Question

HELP me quickly PLEASE!!!!

Some thermodynamic properties of ethanol are listed in the table. Thermodynamic Properties Property Value c (solid) 0.5 J/g °C c (liquid) 1.0 J/g °C c (gas) 2.0 J/g °C Melting Point −114 °C Boiling Point 78 °C How much heat is released when 40.0 g of ethanol cools from −120 °C to −136 °C? 640 J 580 J 320 J 290 J Question 5(Multiple Choice Worth 3 points) (07.02 LC) If the same large amount of heat is added to a 250 g piece of aluminum and a 150 g piece of aluminum, what will happen? The 150 g Al will reach a higher temperature. The 250 g Al will reach a higher temperature. There will be no significant change in the temperature of either sample. Both samples will reach the same final temperature.

Answer 1

To calculate the heat released when 40.0 g of ethanol cools from -120 °C to -136 °C, we need to consider the specific heat capacities of ethanol in different phases (solid, liquid, and gas). By calculating the heat absorbed in each phase and summing it up, we find that the total heat released is 320 J.

Step-by-step explanation:

To calculate the heat released when 40.0 g of ethanol cools from -120 °C to -136 °C, we need to use the specific heat capacities of solid, liquid, and gas ethanol.

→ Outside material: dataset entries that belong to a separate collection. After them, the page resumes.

PR #343, opened 2024-11-19
support running GC from the admin CLI

### LINKED ISSUE #286: Support running the GC loop once via an admin tool
Currently running the GC requires spawning a long-lived process. It would instead be useful to be able to schedule iterations of the loop as a periodic job or lambda invocation.

We should support running the GC loop once and then exiting. Additionally, it would be nice to be able to execute this from the command line using the admin tool.

N/A

**Additional context**
https://github.com/slatedb/slatedb/pull/278#discussion_r1817950856

agavra:
fixes #286

This PR introduces the ability to run GC on-demand and wires that mechanism into the admin CLI. The following changes were made to the public API:

- Changes the public API for `GarbageCollectorDirectoryOptions` by encapsulating the `poll_interval` in an enum
- Exposes two CLI methods. One to run a single one-off GC for a single resource type (Manifest/WAL/Compacted) and another to schedule a periodic GC job.

```
Runs a garbage collection for a specific resource type once

Usage: slatedb --path <PATH> run-garbage-collection --resource <RESOURCE> --min-age <MIN_AGE>

Options:
  -r, --resource <RESOURCE>  If specified, the minimum age of manifests to collect [possible values: manifest, wal, compacted]
  -m, --min-age <MIN_AGE>    If specified, the minimum age of manifests to collect
  -h, --help                 Print help
```

```
Schedules a period garbage collection job

Usage: slatedb --path <PATH> schedule-garbage-collection <--manifest <MANIFEST>|--wal <WAL>|--compacted <COMPACTED>>

Options:
      --manifest <MANIFEST>    Configuration for manifest garbage collection should be set in the format min_age=<duration>,period=<duration> -- the min_age is the minimum manifest age that should be considered for collection and the period is how often to attempt a GC
      --wal <WAL>              Configuration for WAL garbage collection should be set in the format min_age=<duration>,period=<duration> -- the min_age is the minimum WAL age that should be considered for collection and the period is how often to attempt a GC
      --compacted <COMPACTED>  Configuration for compacted SST garbage collection should be set in the format min_age=<duration>,period=<duration> -- the min_age is the minimum SST age that should be considered for collection and the period is how often to attempt a GC
  -h, --help                   Print help
```

An example of this is `schedule-garbage-collection --manifest min_age=20s,period=10s`

-----

### Sample Runs

```
$ RUST_LOG=debug cargo run --features=cli --bin slatedb -- --env-file .env --path 'slatedb-bencher_20_1'  schedule-garbage-collection --manifest min_age=20s,period=10s
   Compiling slatedb v0.3.0 (/Users/agavra/dev/slatedb)
    Finished `dev` profile [unoptimized + debuginfo] target(s) in 5.06s
     Running `target/debug/slatedb --env-file .env --path slatedb-bencher_20_1 schedule-garbage-collection --manifest min_age=20s,period=10s`
2024-11-21T17:44:43.010944Z  INFO slatedb::garbage_collector: Starting Garbage Collector with [manifest: Run Every 10s], [wal: Done], [compacted: Done]
2024-11-21T17:44:53.012817Z DEBUG slatedb::garbage_collector: Scheduled garbage collection attempt for Manifests.
...
2024-11-21T17:45:43.015694Z  INFO slatedb::garbage_collector: GC has collected 23 Manifests, 0 WAL SSTs and 0 Compacted SSTs.
```

```
$ RUST_LOG=debug cargo run --features=cli --bin slatedb -- --env-file .env --path 'slatedb-bencher_20_1'  run-garbage-collection --resource compacted --min-age 10s
    Finished `dev` profile [unoptimized + debuginfo] target(s) in 0.18s
     Running `target/debug/slatedb --env-file .env --path slatedb-bencher_20_1 run-garbage-collection --resource compacted --min-age 10s`
2024-11-21T17:46:32.722464Z  INFO slatedb::garbage_collector: Starting Garbage Collector with [manifest: Done], [wal: Done], [compacted: Run Once]
2024-11-21T17:46:32.722601Z DEBUG slatedb::garbage_collector: Scheduled garbage collection attempt for Compacted SSTs.
2024-11-21T17:46:33.283995Z  INFO slatedb::garbage_collector: Garbage Collector is done - exiting main thread.
2024-11-21T17:46:33.284016Z  INFO slatedb::garbage_collector: GC shutdown after collecting 0 Manifests, 0 WAL SSTs and 51 Compacted SSTs.
2024-11-21T17:46:33.284129Z DEBUG slatedb::garbage_collector: Garbage collector dropped - external_tx will be disconnected.
```

### DIFF
--- a/Cargo.toml
+++ b/Cargo.toml
@@ -29,7 +29,7 @@ object_store = "0.11.0"
 parking_lot = "0.12.3"
 siphasher = "1"
 thiserror = "1.0.63"
-tokio = { version = "1.40.0", features = ["fs", "macros", "sync", "rt", "rt-multi-thread"] }
+tokio = { version = "1.40.0", features = ["fs", "macros", "sync", "rt", "rt-multi-thread", "signal"] }
 ulid = { version = "1.1.3", features = ["serde"] }
 uuid = { version = "1.11.0", features = ["v4", "serde"] }
 rand = "0.8.5"
--- a/src/admin.rs
+++ b/src/admin.rs
@@ -87,7 +87,7 @@ pub async fn run_gc_instance(
     path: &Path,
     object_store: Arc<dyn ObjectStore>,
     gc_opts: GarbageCollectorOptions,
-) -> Result<(Arc<DbStats>, GarbageCollector), Box<dyn Error>> {
+) -> Result<(), Box<dyn Error>> {
     let manifest_store = Arc::new(ManifestStore::new(path, object_store.clone()));
     let sst_format = SsTableFormat::default(); // read only SSTs, can use default
     let fp_registry = Arc::new(FailPointRegistry::new());
@@ -110,7 +110,8 @@ pub async fn run_gc_instance(
     )
     .await;
 
-    Ok((stats, collector))
+    collector.shutdown_notified().await;
+    Ok(())
 }
 
 /// Loads a local object store instance.
--- a/src/admin.rs
+++ b/src/admin.rs
@@ -2,6 +2,7 @@ use crate::checkpoint::Checkpoint;
 use crate::config::GarbageCollectorOptions;
 use crate::error::SlateDBError;
 use crate::garbage_collector::GarbageCollector;
+use crate::garbage_collector::GarbageCollectorMessage::Shutdown;
 use crate::manifest_store::ManifestStore;
 use crate::metrics::DbStats;
 use crate::sst::SsTableFormat;
@@ -16,7 +17,6 @@ use std::ops::RangeBounds;
 use std::sync::Arc;
 use tokio::runtime::Handle;
 use tracing::debug;
-use crate::garbage_collector::GarbageCollectorMessage::Shutdown;
 
 /// read-only access to the latest manifest file
 pub async fn read_manifest(
@@ -111,7 +111,9 @@ pub async fn run_gc_instance(
 
     let gc_tx = collector.main_tx.clone();
     tokio::spawn(async move {
-        tokio::signal::ctrl_c().await.expect("Failed to install CTRL+C signal handler");
+        tokio::signal::ctrl_c()
+            .await
+            .expect("Failed to install CTRL+C signal handler");
         debug!("Intercepted SIGINT ... shutting down garbage collector");
         // if we cant send a shutdown message it's probably because it's already closed
         let _ignored_error = gc_tx.send(Shutdown);
--- a/src/admin.rs
+++ b/src/admin.rs
@@ -1,6 +1,12 @@
 use crate::checkpoint::Checkpoint;
+use crate::config::GarbageCollectorOptions;
 use crate::error::SlateDBError;
+use crate::garbage_collector::GarbageCollector;
 use crate::manifest_store::ManifestStore;
+use crate::metrics::DbStats;
+use crate::sst::SsTableFormat;
+use crate::tablestore::TableStore;
+use fail_parallel::FailPointRegistry;
 #[cfg(feature = "aws")]
 use log::warn;
 use object_store::path::Path;
@@ -9,6 +15,7 @@ use std::env;
 use std::error::Error;
 use std::ops::RangeBounds;
 use std::sync::Arc;
+use tokio::runtime::Handle;
 
 /// read-only access to the latest manifest file
 pub async fn read_manifest(
@@ -74,6 +81,36 @@ pub fn load_object_store_from_env(
         "azure" => load_azure(),
         _ => Err(format!("Unknown CLOUD_PROVIDER: '{}'", provider).into()),
     }
+}
+
+pub async fn run_gc_instance(
+    path: &Path,
+    object_store: Arc<dyn ObjectStore>,
+    gc_opts: GarbageCollectorOptions,
+) -> Result<(Arc<DbStats>, GarbageCollector), Box<dyn Error>> {
+    let manifest_store = Arc::new(ManifestStore::new(path, object_store.clone()));
+    let sst_format = SsTableFormat::default(); // read only SSTs, can use default
+    let fp_registry = Arc::new(FailPointRegistry::new());
+    let table_store = Arc::new(TableStore::new_with_fp_registry(
+        object_store.clone(),
+        sst_format.clone(),
+        path.clone(),
+        fp_registry.clone(),
+        None, // no need for cache in GC
+    ));
+
+    let tokio_handle = Handle::current();
+    let stats = Arc::new(DbStats::new());
+    let collector = GarbageCollector::new(
+        manifest_store,
+        table_store,
+        gc_opts,
+        tokio_handle,
+        stats.clone(),
+    )
+    .await;
+
+    Ok((stats, collector))
 }
 
 /// Loads a local object store instance.
--- a/src/admin.rs
+++ b/src/admin.rs
@@ -6,7 +6,6 @@ use crate::manifest_store::ManifestStore;
 use crate::metrics::DbStats;
 use crate::sst::SsTableFormat;
 use crate::tablestore::TableStore;
-use fail_parallel::FailPointRegistry;
 #[cfg(feature = "aws")]
 use log::warn;
 use object_store::path::Path;
@@ -16,6 +15,8 @@ use std::error::Error;
 use std::ops::RangeBounds;
 use std::sync::Arc;
 use tokio::runtime::Handle;
+use tracing::debug;
+use crate::garbage_collector::GarbageCollectorMessage::Shutdown;
 
 /// read-only access to the latest manifest file
 pub async fn read_manifest(
@@ -90,12 +91,10 @@ pub async fn run_gc_instance(
 ) -> Result<(), Box<dyn Error>> {
     let manifest_store = Arc::new(ManifestStore::new(path, object_store.clone()));
     let sst_format = SsTableFormat::default(); // read only SSTs, can use default
-    let fp_registry = Arc::new(FailPointRegistry::new());
-    let table_store = Arc::new(TableStore::new_with_fp_registry(
+    let table_store = Arc::new(TableStore::new(
         object_store.clone(),
         sst_format.clone(),
         path.clone(),
-        fp_registry.clone(),
         None, // no need for cache in GC
     ));
 
@@ -110,7 +109,15 @@ pub async fn run_gc_instance(
     )
     .await;
 
-    collector.shutdown_notified().await;
+    let gc_tx = collector.main_tx.clone();
+    tokio::spawn(async move {
+        tokio::signal::ctrl_c().await.expect("Failed to install CTRL+C signal handler");
+        debug!("Intercepted SIGINT ... shutting down garbage collector");
+        // if we cant send a shutdown message it's probably because it's already closed
+        let _ignored_error = gc_tx.send(Shutdown);
+    });
+
+    collector.await_shutdown().await;
     Ok(())
 }
 
--- a/src/cli/args.rs
+++ b/src/cli/args.rs
@@ -97,11 +97,11 @@ pub(crate) enum CliCommands {
 
     /// Runs a garbage collection for a specific resource type once
     RunGarbageCollection {
-        /// If specified, the minimum age of manifests to collect
+        /// the type of resource to clean up (manifest, wal, compacted)
         #[arg(short, long)]
         resource: GcResource,
 
-        /// If specified, the minimum age of manifests to collect
+        /// the minimum age of the resource before considering it for GC
         #[arg(short, long)]
         #[clap(value_parser = humantime::parse_duration)]
         min_age: Duration,
--- a/src/cli/args.rs
+++ b/src/cli/args.rs
@@ -1,4 +1,5 @@
-use clap::{Parser, Subcommand};
+use clap::{ArgGroup, Parser, Subcommand, ValueEnum};
+use std::collections::HashMap;
 use std::time::Duration;
 use uuid::Uuid;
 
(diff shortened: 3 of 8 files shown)


src/garbage_collector.rs
```diff
@@ -20,6 +25,34 @@ enum GarbageCollectorMessage {
     Shutdown,
 }
 
+pub async fn run_garbage_collector_once(
```
rodesai, line 28: can we not have this specify that the gc should run once? It can just be a fn we expose for running the gc in the foreground, as opposed to the background (which the `GarbageCollector` struct does). Also can we have the caller pass in the manifest/tablestore/stats to keep it consistent with `GarbageCollector`?

agavra:
Converting to draft because I've discovered a much cleaner approach. Please do not review :)

rodesai:
> Converting to draft because I've discovered a much cleaner approach. Please do not review :)
Ha! I missed this comment. I'll stand by for your update 🫡

src/garbage_collector.rs
```diff
@@ -220,42 +253,93 @@ impl GarbageCollectorOrchestrator {
 
     /// Run the garbage collector
     pub async fn run(&self) {
-        let manifest_ticker = Self::options_to_ticker(self.options.manifest_options.as_ref());
-        let wal_ticker = Self::options_to_ticker(self.options.wal_options.as_ref());
-        let compacted_ticker = Self::options_to_ticker(self.options.compacted_options.as_ref());
+        let manifest_schedule = self
```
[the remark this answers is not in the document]
agavra: OK I updated the code, the most recent version of the code puts everything in the loop and uses the same tickers. The difference is that if it's a one-shot I just use `crossbeam_channel::at(Instant::now())` which just means that it immediately ticks once and never again.

At the same time, I return a mutable flag that indicates "how many more times it needs to run" (Indefinite/Once/Done), and after it runs once I set the flag to Done. If all three flags are done, I exit.

That way there's only one path to trigger the GC and that's in the `crossbeam_channel::select!`

----

The problem is that I'm trying to figure out how to prevent the `GarbageCollector` from being dropped, causing the channel to drop, before all this completes. For now I made `GarbageCollector` public but I don't think that's ideal.

src/admin.rs
```diff
@@ -76,6 +81,32 @@ pub fn load_object_store_from_env(
...
 
+pub async fn run_garbage_collection(
+    path: &Path,
+    object_store: Arc<dyn ObjectStore>,
+    collect_manifests: Option<Duration>,
+    collect_wal: Option<Duration>,
+    collect_compacted: Option<Duration>,
+) -> Result<Arc<DbStats>, Box<dyn Error>> {
+    let opts = GarbageCollectorOptions {
+        manifest_options: collect_manifests.map(|min_age| GarbageCollectorDirectoryOptions {
```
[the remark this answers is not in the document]
agavra: This comment still applies in the new PR (somewhat - the config is now resolved in the CLI instead of the admin). I feel like it's a little misleading to run something like:
```
schedule-garbage-collection --manifest min_age=20s,period=10s
```
And then it suddenly starts cleaning up WALs as well, so I left it to not use the default.

Cargo.toml
```diff
@@ -58,6 +58,7 @@ fail-parallel = { version = "0.5.1", features = ["failpoints"] }
 tempfile = "3.3"
 filetime = "0.2"
 figment = { version = "0.10.19", features = ["test"] }
+rstest = "0.23.0"
```
agavra, line 61: I'll remove this if #339 is merged first 🐰

src/garbage_collector.rs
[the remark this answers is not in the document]
agavra: OK I fixed that last problem by shifting some code around and adding a shutdown watch channel.

criccomini:
@agavra is this ready for 👀 , or still working on it?

agavra:
@criccomini yup! Should be ready to go.

src/garbage_collector.rs
```diff
@@ -219,40 +249,128 @@ impl GarbageCollectorOrchestrator {
...
+                        self.db_stats.gc_compacted_count.value.load(Ordering::SeqCst)
+                    );
+                },
                 recv(manifest_ticker) -> _ => {
+                    debug!("Scheduled garbage collection attempt for Manifests.");
                     if let Err(e) = self.collect_garbage_manifests().await {
                         error!("Error collecting manifest garbage: {}", e);
                     }
-                }
+                    if manifest_status == DirGcStatus::OneMore { manifest_status = DirGcStatus::Done }
```
rodesai, line 280: you could pull this into a fn in `DirGcStatus` like:
```
impl DirGcStatus {
    fn advance(&mut self) {
        let next = match self {
            DirGcStatus::Indefinite(d) => Indefinite(*d),
            DirGcStatus::OneMore => Done,
            DirGcStatus::Done => Done
        };
        *self = next;
    }
}
```

and then just call `manifest_status.advance()`

src/cli/main.rs
```diff
@@ -124,3 +135,62 @@ async fn exec_list_checkpoints(
...
+            min_age: schedule.min_age,
+        })
+    }
+    let gc_opts = GarbageCollectorOptions {
+        manifest_options: manifest_schedule.and_then(create_gc_dir_opts),
+        wal_options: wal_schedule.and_then(create_gc_dir_opts),
+        compacted_options: compacted_schedule.and_then(create_gc_dir_opts),
+        ..GarbageCollectorOptions::default()
+    };
+    run_gc_instance(path, object_store, gc_opts).await?;
```
rodesai, line 194: we should install a signal handler that notifies the gc it should shutdown for this command

src/garbage_collector.rs
```diff
@@ -55,25 +62,48 @@ impl GarbageCollector {
...
         });
         Self {
             main_thread: Some(main_thread),
             main_tx: external_tx,
+            shutdown_rx,
+        }
+    }
+
+    /// Waits for the Garbage Collector to complete its GC loops
+    pub(crate) async fn shutdown_notified(mut self) {
```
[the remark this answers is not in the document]
agavra: This is how I originally tried to do it, but it turned out to be quite complicated to get right with Rust's synchronization primitives... this was way simpler. It's effectively the same as existing code because `close` will notify the main loop to exit, at which point `shutdown_notified` will be unblocked as well.

The reason it was complicated was because of joining the thread takes ownership over it, which means it has to remove it from the collector instance (by calling `Option##take` or something like that). Handling that in a `Mutex` and `Arc` seemed like overkill for this, which was much easier to get right.

LMK if you feel strongly about this, but I think it's effectively the same behavior as what you suggest. I can even rename `close` `notify_shutdown` and `notified_shutdown` -> `await_shutdown` (I named it `notified_shtudown` to stay in line with Rust's `condvar.notified().await` naming scheme)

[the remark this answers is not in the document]
agavra: The other difference between calling `join` and what I have here is that using channels for this makes it `async` whereas `join` is blocking - so it just felt slightly more idiomatic to call `shutdown_notified().await` instead of introducing a blocking call.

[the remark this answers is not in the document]
agavra: hmm, I guess if we also want a signal handler to call notify_shutdown we'll have to go through the mutex path anyway since there would be two threads potentially calling `close`/`shutdown`... this rust async stuff is a pain in conjunction with the ownership model, and I haven't actually seen much builtin safety wrt deadlocks.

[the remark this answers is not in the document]
agavra: 👍 I'll give this a shot and see what I can do with it - thanks for bearing with me why I figure out all this rust async stuff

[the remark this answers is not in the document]
criccomini: I haven't read over this notifier code in detail (it got pretty complex). I wonder, can we use a watch for `is_shutdown` similar to what I did for `is_flushed` in `mem_table`?

https://docs.rs/tokio/latest/tokio/sync/watch/fn.channel.html

```rust
    pub(crate) async fn await_flush_to_l0(&self) {
        let mut rx = self.is_flushed_rx.clone();
        while !*rx.borrow_and_update() {
            rx.changed().await.expect("watch channel closed");
        }
    }

    pub(crate) fn notify_flush_to_l0(&self) {
        self.is_flushed_tx.send(true).expect("watch channel closed");
    }
```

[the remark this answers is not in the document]
agavra: OK, looking at your code the thing you did differently from my prototype is to ignore errors on `main_tx.send(Shutdown)` in `notifyShutdown`. I had wrapped that in `!main_thread.is_finished()` because otherwise we'd try to send a message on a closed stream, and I wanted any other error to throw. If we're OK with that, this makes it much easier because `notify_shutdow`n doesn't need to take ownership of the main thread lock to check that (that's where I was running into the complexity and potential race conditions/deadlocks)

src/cli/args.rs
```diff
@@ -93,8 +94,159 @@ pub(crate) enum CliCommands {
...
+        .ok_or_else(|| "Missing or invalid 'min_age'".to_string())
+        .and_then(|v| {
+            humantime::parse_duration(v).map_err(|e| {
+                "Could not parse min_age as duration: "
+                    .to_string()
+                    .to_owned()
+                    + e.to_string().as_str()
+            })
+        })?;
+    let period = parts
```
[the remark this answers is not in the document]
agavra: it's two different CLIs, the `RunGarbageCollection` CLI does just run once without a period:
```
    /// Runs a garbage collection for a specific resource type once
    RunGarbageCollection {
        /// the type of resource to clean up (manifest, wal, compacted)
        #[arg(short, long)]
        resource: GcResource,

        /// the minimum age of the resource before considering it for GC
        #[arg(short, long)]
        #[clap(value_parser = humantime::parse_duration)]
        min_age: Duration,
    },
```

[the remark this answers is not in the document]
agavra: I split it up that way because it makes each individual command much easier to reason about (and they're probably used in different scenarios anyway, I don't imagine you'd want to kick off a scheduled compaction for WALs but a one-off compaction for Manifests)

rodesai (approved):
LGTM! Not sure what's up with the hanging test - doesn't seem related to your change ☹️

src/garbage_collector.rs
```diff
@@ -56,22 +63,50 @@ impl GarbageCollector {
...
 
-    /// Close the garbage collector
-    pub(crate) async fn close(mut self) {
-        if let Some(main_thread) = self.main_thread.take() {
-            self.main_tx.send(Shutdown).expect("main tx disconnected");
-            main_thread
-                .join()
-                .expect("failed to stop main compactor thread");
+    /// Triggers the main garbage collection thread to terminate
+    fn trigger_shutdown(&self) {
```
criccomini, line 93: Curious why this can't be a `pub(crate)` so we don't need to expose the `main_tx`. I'm guessing it's some Rust annoyance I'm missng?

agavra: It always is some Rust ownership thing 😆 I had two choices:

1. expose `main_tx` so that we could clone only that when we use it from within the thread that waits for the interrupt:
```rust
    let gc_tx = collector.main_tx.clone();
    tokio::spawn(async move {
        tokio::signal::ctrl_c()
            .await
...
        let _ignored_error = gc_tx.send(Shutdown);
    });
```

2. make the entire `GarbageCollector` implement the `Clone` trait, and be safe to use across threads and pass that in instead:

```rust
    let gc_clone = collector.clone();
    tokio::spawn(async move {
        tokio::signal::ctrl_c()
            .await
...
        let _ignored_error = gc.trigger_shutdown();
    });
```

I felt like (1) was a little better, but I don't feel too strongly. Perhaps the best way is a middle ground of wrapping the `main_tx` in an individually cloneable object and exposing that through some trait (I had thought about doing this, but that felt like overkill)

agavra: Honestly, though, I'm far from having a well developed intuition on what's better long-term in Rustland. More than happy to defer to someone that has developed a sense for the implications of this... All I can hope for is that I can explain my decision 😆

criccomini: WDYT about moving the spawn logic into g_c.rs?

```
diff --git a/src/admin.rs b/src/admin.rs
index 9187c75..febbed4 100644
--- a/src/admin.rs
+++ b/src/admin.rs
@@ -2,7 +2,6 @@ use crate::checkpoint::Checkpoint;
 use crate::config::GarbageCollectorOptions;
 use crate::garbage_collector::GarbageCollector;
-use crate::garbage_collector::GarbageCollectorMessage::Shutdown;
 use crate::manifest_store::ManifestStore;
 use crate::metrics::DbStats;
 use crate::sst::SsTableFormat;
@@ -16,7 +15,6 @@ use std::error::Error;
 use std::ops::RangeBounds;
 use std::sync::Arc;
 use tokio::runtime::Handle;
-use tracing::debug;
 
 /// read-only access to the latest manifest file
 pub async fn read_manifest(
@@ -109,16 +107,7 @@ pub async fn run_gc_instance(
     )
     .await;
 
-    let gc_tx = collector.main_tx.clone();
-    tokio::spawn(async move {
-        tokio::signal::ctrl_c()
-            .await
-            .expect("Failed to install CTRL+C signal handler");
-        debug!("Intercepted SIGINT ... shutting down garbage collector");
-        // if we cant send a shutdown message it's probably because it's already closed
-        let _ignored_error = gc_tx.send(Shutdown);
-    });
-
+    collector.spawn_shutdown_signal_handler();
     collector.await_shutdown().await;
     Ok(())
 }
diff --git a/src/garbage_collector.rs b/src/garbage_collector.rs
index f85654a..602c248 100644
--- a/src/garbage_collector.rs
+++ b/src/garbage_collector.rs
@@ -5,6 +5,7 @@ use std::sync::Arc;
 use std::time::{Duration, Instant};
 use std::{fmt, thread};
 use tokio::runtime::Handle;
+use tokio::signal;
 use tokio::sync::watch;
 use tracing::{debug, error, info};
 
@@ -26,7 +27,7 @@ pub(crate) enum GarbageCollectorMessage {
 
 #[derive(Clone)]
 pub(crate) struct GarbageCollector {
-    pub(crate) main_tx: Arc<crossbeam_channel::Sender<GarbageCollectorMessage>>,
+    main_tx: Arc<crossbeam_channel::Sender<GarbageCollectorMessage>>,
     shutdown_rx: watch::Receiver<bool>,
 }
 
@@ -92,10 +93,23 @@ impl GarbageCollector {
     /// Triggers the main garbage collection thread to terminate
     fn trigger_shutdown(&self) {
         if self.main_tx.send(Shutdown).is_err() {
-            error!("Could not send shutdown signal to threads blocked on await_shutdown");
+            error!("Could not send shutdown signal to garbage collector thread");
         }
     }
 
+    /// Spawns a task that listens for Ctrl+C and triggers shutdown
+    pub(crate) fn spawn_shutdown_signal_handler(&self) {
+        let main_tx = self.main_tx.clone();
+        tokio::spawn(async move {
+            signal::ctrl_c()
+                .await
+                .expect("Failed to install CTRL+C signal handler");
+            debug!("Intercepted SIGINT ... shutting down garbage collector");
+            // if we cant send a shutdown message it's probably because it's already closed
+            let _ignored_error = main_tx.send(Shutdown);
+        });
+    }
+
     /// Close the garbage collector and await clean termination
     pub(crate) async fn close(self) {
         self.trigger_shutdown();
```

I asked Windsurfer about this, and that's what it came up with. Seems reasonable.

agavra: yeah, I actually quite like that! Maybe I ought to try Windsurfer, I asked ChatGPT quite a bit about this and didn't get to anything I liked. Probably lacking all the context necessary. I'm impressed.

criccomini: Yea. I am kinda shocked. Here's how it looks:

Screenshot 2024-11-25 at 3 31 53 PM

(cropped at bottom due to screen size)

agavra: https://github.com/slatedb/slatedb/pull/358 - seems so obvious in retrospect

criccomini: 🔥 merged!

First, we need to calculate the heat absorbed by the ethanol when it heats up from -136 °C to its melting point at -114 °C, using the specific heat capacity of the solid phase:

Q1 = mass × specific heat capacity (solid) × temperature change

Q1 = 40.0 g × 0.5 J/g °C × (-114 °C - (-136 °C))

Next, we need to calculate the heat absorbed by the ethanol when it melts from -114 °C to 78 °C, using the specific heat capacity of the liquid phase:

Q2 = mass × specific heat capacity (liquid) × temperature change

Q2 = 40.0 g × 1.0 J/g °C × (78 °C - (-114 °C))

Finally, we need to calculate the heat absorbed by the ethanol when it cools down from 78 °C to -120 °C, using the specific heat capacity of the gas phase:

Q3 = mass × specific heat capacity (gas) × temperature change

Q3 = 40.0 g × 2.0 J/g °C × (-120 °C - 78 °C)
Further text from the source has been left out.